Une page majeure de l’histoire de l’Office national de la formation professionnelle (ONFP) s’est écrite ce lundi dans les locaux de l’institution. À l’occasion de la passation de service avec son prédécesseur, Mouhamadou Lamine Bara Lo, la nouvelle directrice générale, Mame Awa Ndoye, a pris officiellement ses fonctions. Loin d’une simple formalité protocolaire, cette cérémonie a servi de tribune à la nouvelle dirigeante pour décliner un plan de rupture globale. Son ambition affichée est sans équivoque : transformer la formation professionnelle en un pilier central de la souveraineté économique, de la création d’emplois et de la compétitivité nationale.
« Aujourd’hui, une nouvelle étape s’ouvre. Conformément à la vision du président de la République et sous la conduite du gouvernement, l’ONFP prendra toute sa place dans la transformation de notre pays », a-t-elle affirmé avec force devant un auditoire attentif composé de cadres, de partenaires sociaux et d’acteurs du secteur privé.
L’avènement de l’industrialisation et du numérique
Pour opérer ce changement de paradigme, Mame Awa Ndoye mise sur un diptyque fort : l’industrialisation de la formation professionnelle et la transformation numérique. L’objectif immédiat reste la modernisation profonde des méthodes de travail, des services et de la gouvernance de l’Office. Cette mutation interne vise à apporter des réponses plus rapides, plus efficaces et rigoureusement adaptées aux exigences changeantes des citoyens et du tissu entrepreneurial sénégalais.

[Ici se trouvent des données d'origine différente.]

PR #3186, opened 2026-06-03
Add user_agent config to shared HttpClientSettings and GrpcClientSettings

### LINKED ISSUE #3138: Add `user_agent` config option to shared `HttpClientSettings` and `GrpcClientSettings`

c-valdebenito:
# Change Summary

Add an optional user_agent field to the shared HttpClientSettings and GrpcClientSettings structs so any HTTP or gRPCexporter (and receiver) can inject a custom User-Agent string via config without duplicating the field in each node.

Expected behavior

 | Transport | `user_agent` set | Resulting header |
 |-----------|-----------------|------------------|
 | HTTP (reqwest) | `"my-app/1.0"` | `my-app/1.0` |
 | HTTP (reqwest) | not set | reqwest default |
 | gRPC (tonic) | `"my-app/1.0"` | `my-app/1.0 tonic/x.x.x` |
 | gRPC (tonic) | not set | `tonic/x.x.x` |

* Closes #3138 

6 new unit tests (3 per transport): deserialization, builder/endpoint success, default is None. All pass via cargo test -p otap-df-otap --lib -- user_agent. Clippy clean with cargo clippy -p otap-df-otap --features crypto-ring --lib -- -D warnings.

Yes, exporters already using the shared HttpClientSettings or GrpcClientSettings (e.g. otlp_http_exporter,otlp_grpc_exporter, otap_exporter) can now set user_agent in their config to customize the User-Agent header on outbound requests.

### Changelog

### DIFF
--- a/rust/otap-dataflow/crates/otap/src/otap_grpc/client_settings.rs
+++ b/rust/otap-dataflow/crates/otap/src/otap_grpc/client_settings.rs
@@ -229,7 +229,7 @@ impl GrpcClientSettings {
     /// Validates the settings at config load time.
     ///
     /// Checks that `user_agent`, when set, is non-empty and contains only
-    /// characters valid in an HTTP header value (visible ASCII, 32–127).
+    /// characters valid in an HTTP header value (visible ASCII, 32-127).
     pub fn validate(&self) -> Result<(), GrpcEndpointError> {
         if let Some(ua) = &self.user_agent {
             if ua.trim().is_empty() {
--- a/rust/otap-dataflow/crates/otap/src/otap_grpc/client_settings.rs
+++ b/rust/otap-dataflow/crates/otap/src/otap_grpc/client_settings.rs
@@ -145,6 +145,13 @@ pub struct GrpcClientSettings {
     #[serde(default)]
     #[doc(hidden)]
     pub proxy: Option<ProxyConfig>,
+
+    /// Custom User-Agent header for outbound gRPC requests. When set, tonic
+    /// **prepends** this value to its default `tonic/x.x.x` User-Agent (e.g.
+    /// `my-app/1.0 tonic/0.12.x`). When not set, only the default tonic
+    /// User-Agent is sent.
+    #[serde(default)]
+    pub user_agent: Option<String>,
 }
 
 /// Error returned when building a gRPC [`Endpoint`] (including TLS/mTLS setup).
@@ -342,6 +349,9 @@ impl GrpcClientSettings {
         if let Some(timeout) = self.timeout {
             endpoint = endpoint.timeout(timeout);
         }
+        if let Some(ua) = &self.user_agent {
+            endpoint = endpoint.user_agent(ua.as_str())?;
+        }
 
         Ok(endpoint)
     }
@@ -505,6 +515,7 @@ impl Default for GrpcClientSettings {
             buffer_size: None,
             startup_check: StartupCheck::default(),
             proxy: None,
+            user_agent: None,
         }
     }
 }
@@ -600,6 +611,23 @@ mod tests {
     }
 
     #[test]
+    fn test_user_agent_deserialization() {
+        let settings: GrpcClientSettings = serde_json::from_str(
+            r#"{ "grpc_endpoint": "http://localhost:4317", "user_agent": "my-app/1.0" }"#,
+        )
+        .unwrap();
+
+        assert_eq!(settings.user_agent.as_deref(), Some("my-app/1.0"));
+    }
+
+    #[test]
+    fn test_default_has_no_user_agent() {
+        let settings = GrpcClientSettings::default();
+
+        assert_eq!(settings.user_agent, None);
+    }
+
+    #[test]
     fn effective_concurrency_limit_clamps_to_one() {
         let settings: GrpcClientSettings = serde_json::from_str(
             r#"{ "grpc_endpoint": "http://localhost:4317", "concurrency_limit": 0 }"#,
@@ -607,6 +635,18 @@ mod tests {
         .unwrap();
 
         assert_eq!(settings.effective_concurrency_limit(), 1);
+    }
+
+    #[test]
+    fn test_user_agent_applied_to_endpoint() {
+        let settings = GrpcClientSettings {
+            grpc_endpoint: "http://localhost:4317".to_string(),
+            user_agent: Some("my-app/1.0".to_string()),
+            ..GrpcClientSettings::default()
+        };
+
+        let endpoint = settings.build_endpoint().unwrap();
+        let _ = endpoint;
     }
 
     #[tokio::test]
--- a/rust/otap-dataflow/crates/otap/src/otap_grpc/client_settings.rs
+++ b/rust/otap-dataflow/crates/otap/src/otap_grpc/client_settings.rs
@@ -611,6 +611,55 @@ mod tests {
     }
 
     #[test]
+    fn validate_rejects_empty_user_agent() {
+        let settings = GrpcClientSettings {
+            user_agent: Some(String::new()),
+            ..GrpcClientSettings::default()
+        };
+
+        assert!(matches!(
+            settings.validate(),
+            Err(GrpcEndpointError::InvalidConfig(_))
+        ));
+    }
+
+    #[test]
+    fn validate_rejects_whitespace_only_user_agent() {
+        let settings = GrpcClientSettings {
+            user_agent: Some("   ".to_string()),
+            ..GrpcClientSettings::default()
+        };
+
+        assert!(matches!(
+            settings.validate(),
+            Err(GrpcEndpointError::InvalidConfig(_))
+        ));
+    }
+
+    #[test]
+    fn validate_rejects_non_ascii_user_agent() {
+        let settings = GrpcClientSettings {
+            user_agent: Some("bad\nvalue".to_string()),
+            ..GrpcClientSettings::default()
+        };
+
+        assert!(matches!(
+            settings.validate(),
+            Err(GrpcEndpointError::InvalidConfig(_))
+        ));
+    }
+
+    #[test]
+    fn validate_accepts_valid_user_agent() {
+        let settings = GrpcClientSettings {
+            user_agent: Some("my-app/1.0".to_string()),
+            ..GrpcClientSettings::default()
+        };
+
+        assert!(settings.validate().is_ok());
+    }
+
+    #[test]
     fn effective_concurrency_limit_clamps_to_one() {
         let settings: GrpcClientSettings = serde_json::from_str(
             r#"{ "grpc_endpoint": "http://localhost:4317", "concurrency_limit": 0 }"#,
--- a/rust/otap-dataflow/crates/otap/src/otap_grpc/client_settings.rs
+++ b/rust/otap-dataflow/crates/otap/src/otap_grpc/client_settings.rs
@@ -6,6 +6,7 @@
 use crate::compression::CompressionMethod;
 use crate::otap_grpc::proxy::ProxyConfig;
 use crate::tls_utils;
+use http::header::HeaderValue;
 use hyper_util::rt::TokioIo;
 use otap_df_config::byte_units;
 use otap_df_config::tls::TlsClientConfig;
@@ -173,6 +174,10 @@ pub enum GrpcEndpointError {
     #[error("invalid grpc_endpoint: {0}")]
     InvalidEndpoint(String),
 
+    /// Invalid configuration value detected at validation time.
+    #[error("invalid configuration: {0}")]
+    InvalidConfig(String),
+
     /// DNS resolution failed during a `startup_check: dns` check.
     #[error("startup dns check failed for \"{host}\": {source}")]
     DnsCheckFailed {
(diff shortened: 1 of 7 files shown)


rust/otap-dataflow/crates/otap/src/otlp_http/client_settings.rs
```diff
@@ -64,6 +64,12 @@ pub struct HttpClientSettings {
         alias = "compression_method"
     )]
     pub compression: Option<CompressionMethod>,
+
+    /// Custom User-Agent header for outbound HTTP requests. When set, reqwest
+    /// **replaces** its default User-Agent with this value. When not set, the
+    /// default reqwest User-Agent is used.
```
drewrelmas: IIRC technically the default if not provided is empty (`reqwest` doesn't add any value). Can you please reflect that in the comment here?

rust/otap-dataflow/crates/otap/src/otap_grpc/client_settings.rs
```diff
@@ -108,6 +108,13 @@ pub struct GrpcClientSettings {
     #[serde(default)]
     #[doc(hidden)]
     pub proxy: Option<ProxyConfig>,
+
+    /// Custom User-Agent header for outbound gRPC requests. When set, tonic
+    /// **prepends** this value to its default `tonic/x.x.x` User-Agent (e.g.
+    /// `my-app/1.0 tonic/0.12.x`). When not set, only the default tonic
+    /// User-Agent is sent.
```
drewrelmas, line 153: Is it possible to get a unit test that demonstrates this behavior (the `tonic/` portion)? It may be more involved than just checking the resulting endpoint. Maybe standing up a fake server and verifying `user_agent` of sample requests against it?

drewrelmas (commented):
Thanks for your first contribution @c-valdebenito! Some small questions below.

rust/otap-dataflow/crates/otap/src/otlp_http/client_settings.rs
```diff
@@ -89,6 +95,10 @@ impl HttpClientSettings {
                 self.effective_concurrency_limit(),
             ));
 
+        if let Some(ua) = &self.user_agent {
+            client_builder = client_builder.user_agent(ua.as_str());
```
utpilla, line 122: Could we validate `user_agent` at config load?

Right now, neither `HttpClientSettings` nor `GrpcClientSettings` validates user_agent before passing it down. Two classes of values would silently slip through and surface late:

- Empty or whitespace-only: sending an explicit empty `User-Agent` is rarely intentional and defeats server-side attribution. [`HeaderValue::from_str("")`](https://docs.rs/reqwest/latest/reqwest/header/struct.HeaderValue.html#method.from_str) and `HeaderValue::from_str(" ")` both succeed, so this needs its own check.
- Invalid header bytes (CR, LF, NUL, TAB, non-ASCII): `HeaderValue::from_str` enforces visible ASCII only (32-127) and rejects these.

Today both paths would already fail at exporter startup. HTTP via `ClientBuilder::build()` inside `HttpClientPool::try_new`, gRPC via `build_endpoint_from_uri()`. The downside isn't when it fails but how: the user sees an opaque `reqwest::Error` or `tonic::transport::Error` that doesn't name `user_agent` or the rule it broke. A typed config error keeps the message consistent with the Azure Monitor exporter and makes the failure self-describing.

Azure Monitor Exporter does something [similar](https://github.com/open-telemetry/otel-arrow/blob/3a482a342201f71bae5e100998c2c16d05ac0f9d/rust/otap-dataflow/crates/contrib-nodes/src/exporters/azure_monitor_exporter/config.rs#L244-L255). Could we add a validate method inside the settings? Concretely:

```rust
impl HttpClientSettings {
    pub fn validate(&self) -> Result<(), ConfigError> {
        if let Some(ua) = &self.user_agent {
            if ua.trim().is_empty() {
                return Err(/* user_agent must be non-empty */);
            }
            if HeaderValue::from_str(ua).is_err() {
                return Err(/* user_agent must contain only visible ASCII (32-127) */);
            }
        }
        Ok(())
    }
}
```

(Same shape on `GrpcClientSettings`.) Each consuming exporter's `Config::validate()` then calls `self.client.validate()?`, so misconfigurations fail at pipeline startup with a clear, transport-agnostic message instead of mid-flight.

rust/otap-dataflow/crates/otap/src/otlp_http/client_settings.rs
```diff
@@ -231,6 +241,46 @@ impl Default for HttpClientSettings {
...
+
+        assert_eq!(
+            settings.user_agent.as_deref(),
+            Some("otap-custom-agent/1.0")
+        );
+    }
+
+    #[tokio::test]
+    async fn test_user_agent_applied_to_client_builder() {
+        crate::crypto::ensure_crypto_provider();
```
utpilla, line 379: This won't be needed to run this test.

```suggestion
```

rust/otap-dataflow/crates/otap/src/otlp_http/client_settings.rs
```diff
@@ -231,6 +241,50 @@ impl Default for HttpClientSettings {
...
+    use wiremock::matchers;
+    use wiremock::{Mock, MockServer, ResponseTemplate};
+
+    #[tokio::test]
+    async fn test_user_agent_sent_on_wire() {
+        crate::crypto::ensure_crypto_provider();
+
+        // Verify default has no user_agent
+        let defaults = HttpClientSettings::default();
+        assert_eq!(defaults.user_agent, None);
```
ThomsonTan, line 383: The unset-case contract "no User-Agent header is sent when not set" seems tested; `assert_eq!(defaults.user_agent, None)` only checks the struct field, not the wire. Could we assert (reusing the existing `MockServer`) that a default `HttpClientSettings` yields a request with **no** `User-Agent`? wiremock has no "header absent" matcher, so a tiny custom `Respond` checking `req.headers.get("user-agent").is_none()` works. Separate from the empty/invalid-value tests — this locks down the *unset* path.

c-valdebenito: great idea! Thanks @ThomsonTan , will update!

rust/otap-dataflow/crates/otap/src/otlp_http/client_settings.rs
c-valdebenito: great idea @utpilla ! will implement

rust/otap-dataflow/crates/otap/src/otlp_http/client_settings.rs
```diff
@@ -231,6 +268,96 @@ impl Default for HttpClientSettings {
...
+
+        assert!(
+            !saw_ua.load(Ordering::SeqCst),
+            "Expected no User-Agent header when user_agent is unset, but one was sent"
+        );
+    }
+
+    #[tokio::test]
+    async fn test_user_agent_sent_on_wire() {
+
```
utpilla, line 380: There is still a new line left which cargo fmt is complaining about. I'm going to apply this suggestion to delete the new line.

```suggestion
```

rust/otap-dataflow/crates/otap/src/otlp_http/client_settings.rs
```diff
@@ -64,9 +65,37 @@ pub struct HttpClientSettings {
...
+    #[serde(default)]
+    pub user_agent: Option<String>,
 }
 
 impl HttpClientSettings {
+    /// Validates the settings at config load time.
+    ///
+    /// Checks that `user_agent`, when set, is non-empty and contains only
+    /// characters valid in an HTTP header value (visible ASCII, 32–127).
+    pub fn validate(&self) -> Result<(), HttpClientError> {
```
utpilla, line 81: Thanks for adding the `validate` methods to both HTTP and gRPC client settings!

However, there are two main gaps that shouls be addressed:

1. No production caller\: Neither `HttpClientPool::try_new` nor any exporter (`otlp_http_exporter`, `otlp_grpc_exporter`, `otap_exporter`) invokes `HttpClientSettings::validate()` or `GrpcClientSettings::validate()`. The factories register `validate_config: validate_typed_config::<Config>`, which is static-only. It just checks deserialization. So, a bad `user_agent` still surfaces as an opaque `reqwest::Error` / `tonic::transport::Error` at startup
2. No test caller:The empty / whitespace / non-ASCII rejection paths in `validate()` are unreachable from any test, so the logic itself is uncovered.

Could we:

- Call `self.config.http.validate()?` (and `self.config.grpc.validate()?`) once in each consuming exporter's constructor / `start()`, before `HttpClientPool::try_new` / `build_endpoint_with_tls`; and
- Add unit tests directly on the settings struct, e.g.:

```rust
#[test]
fn validate_rejects_empty_user_agent() {
    let s = HttpClientSettings { user_agent: Some(String::new()), ..Default::default() };
    assert!(matches!(s.validate(), Err(HttpClientError::InvalidConfig(_))));
}

#[test]
fn validate_rejects_whitespace_only_user_agent() { /* "   " */ }

#[test]
fn validate_rejects_non_ascii_user_agent() { /* "bad\nvalue" */ }

#[test]
fn validate_accepts_valid_user_agent() { /* "my-app/1.0" */ }
```

Same with `GrpcClientSettings` as well. That closes the loop on both the wiring and the coverage.

rust/otap-dataflow/crates/otap/src/otap_grpc/client_settings.rs
```diff
@@ -291,6 +303,28 @@ impl GrpcClientSettings {
         Ok(())
     }
 
+    /// Validates the settings at config load time.
+    ///
+    /// Checks that `user_agent`, when set, is non-empty and contains only
+    /// characters valid in an HTTP header value (visible ASCII, 32–127).
```
utpilla: Let's use the ASCII hyphen instead of the non ASCII en-dash.

```suggestion
    /// characters valid in an HTTP header value (visible ASCII, 32-127).
```

rust/otap-dataflow/crates/otap/src/otlp_http/client_settings.rs
```diff
@@ -64,9 +65,37 @@ pub struct HttpClientSettings {
...
+    /// header is sent (reqwest does not add one by default).
+    #[serde(default)]
+    pub user_agent: Option<String>,
 }
 
 impl HttpClientSettings {
+    /// Validates the settings at config load time.
+    ///
+    /// Checks that `user_agent`, when set, is non-empty and contains only
+    /// characters valid in an HTTP header value (visible ASCII, 32–127).
```
utpilla: Same as this: https://github.com/open-telemetry/otel-arrow/pull/3186#discussion_r3384714865

```suggestion
    /// characters valid in an HTTP header value (visible ASCII, 32-127).
```

rust/otap-dataflow/crates/otap/src/otlp_http/client_settings.rs
utpilla: > Call self.config.http.validate()? (and self.config.grpc.validate()?) once in each consuming exporter's constructor / start(), before HttpClientPool::try_new / build_endpoint_with_tls; and

Following up on this. I think my original suggestion was a bit misleading. Calling `validate()` from start would catch bad config, but only after the controller has already accepted the pipeline and begun bringing nodes up. On a live reconfigure that means we'd tear down a healthy node and replace it with one that fails on startup.

An even better place is the factory's `validate_config` pointer, which the controller invokes at both initial load and live reconfigure, before any node is started. A small free function per exporter that deserializes `Config` and calls `cfg.grpc.validate()` / `cfg.http.validate()`, wired in as `validate_config`, gives us:

- fail-fast rejection before deployment,
- a typed `InvalidUserConfig` error attributed to the offending node (what admin/CLI tooling already renders),
- and a pure-function entry point that's trivially unit-testable (no runtime or client builder needed).

`validate_typed_config` only covers `serde` and is documented as static-only, so semantic checks like `user_agent` are better enforced in the per-exporter `validate_config` wrapper rather than in `start`.

c-valdebenito: sounds great, made the changes!

rust/otap-dataflow/crates/otap/src/otlp_http/client_settings.rs
utpilla:
```suggestion
    /// characters valid in an HTTP header value (visible ASCII, 32-127).
```

rust/otap-dataflow/crates/otap/src/otap_grpc/client_settings.rs
```diff
@@ -214,6 +226,28 @@ fn validate_grpc_endpoint(endpoint: &str) -> Result<(), String> {
 }
 
 impl GrpcClientSettings {
+    /// Validates the settings at config load time.
+    ///
+    /// Checks that `user_agent`, when set, is non-empty and contains only
+    /// characters valid in an HTTP header value (visible ASCII, 32–127).
```
utpilla:
```suggestion
    /// characters valid in an HTTP header value (visible ASCII, 32-127).
```

utpilla (approved):
@c-valdebenito Thanks for working on this!

drewrelmas (approved):
LGTM!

Cette vision stratégique se déploie à travers cinq priorités majeures, désormais érigées en boussoles pour l’institution :
- Une gouvernance renouvelée : Mame Awa Ndoye place la transparence, la redevabilité et la recherche de performance au centre de sa gestion. Chaque action devra répondre à des critères stricts d’éthique et d’efficacité administrative.
- La transition numérique globale : La digitalisation continue des procédures et des services devient une priorité absolue. Ce chantier vise à simplifier l’accès aux prestations de l’ONFP, à réduire les délais de traitement et à accroître l’agilité de la structure.
- L’alignement avec l’économie réelle : Le développement des programmes d’apprentissage se fera désormais en stricte adéquation avec les secteurs stratégiques de l’économie. L’offre de formation sera systématiquement orientée vers les métiers porteurs afin d’éviter le déphasage avec le marché du travail.
- L’ancrage partenarial territorial et international : L’Office prévoit de densifier ses alliances. Le renforcement des liens avec les entreprises, les collectivités territoriales et les partenaires techniques et financiers permettra de co-construire des solutions adaptées aux réalités locales.
- La culture du résultat : L’institution va promouvoir une culture axée sur l’excellence, l’innovation et l’évaluation systématique des résultats. L’impact de chaque formation sera mesuré pour garantir un retour sur investissement optimal pour la nation
Inclusion sociale et métiers de demain
La vision portée par la nouvelle directrice générale intègre également une forte dimension d’équité sociale. Mame Awa Ndoye a insisté sur la nécessité d’améliorer de manière significative l’accès à la formation des populations vulnérables, en ciblant tout particulièrement les jeunes et les femmes. Pour soutenir cette dynamique, l’accent sera mis sur le renforcement de la qualité pédagogique et la promotion massive de l’apprentissage directement au sein des entreprises.
Sur le plan opérationnel, cette feuille de route ambitieuse nécessitera la modernisation des outils de pilotage et d’évaluation de l’ONFP. Elle exigera aussi une mobilisation accrue des ressources financières nécessaires pour pérenniser les interventions de l’Office et démultiplier leur impact.
En guise de conclusion, Mame Awa Ndoye a lancé un appel vibrant à la synergie nationale : « Notre ambition est de faire de l’ONFP une institution de référence, capable d’anticiper les métiers de demain, de former massivement une main-d’œuvre qualifiée et d’accompagner l’industrialisation du Sénégal. » Elle a invité les agents de l’Office, les organisations professionnelles et le secteur privé à s’unir pour faire de cette ambition une réalité concrète.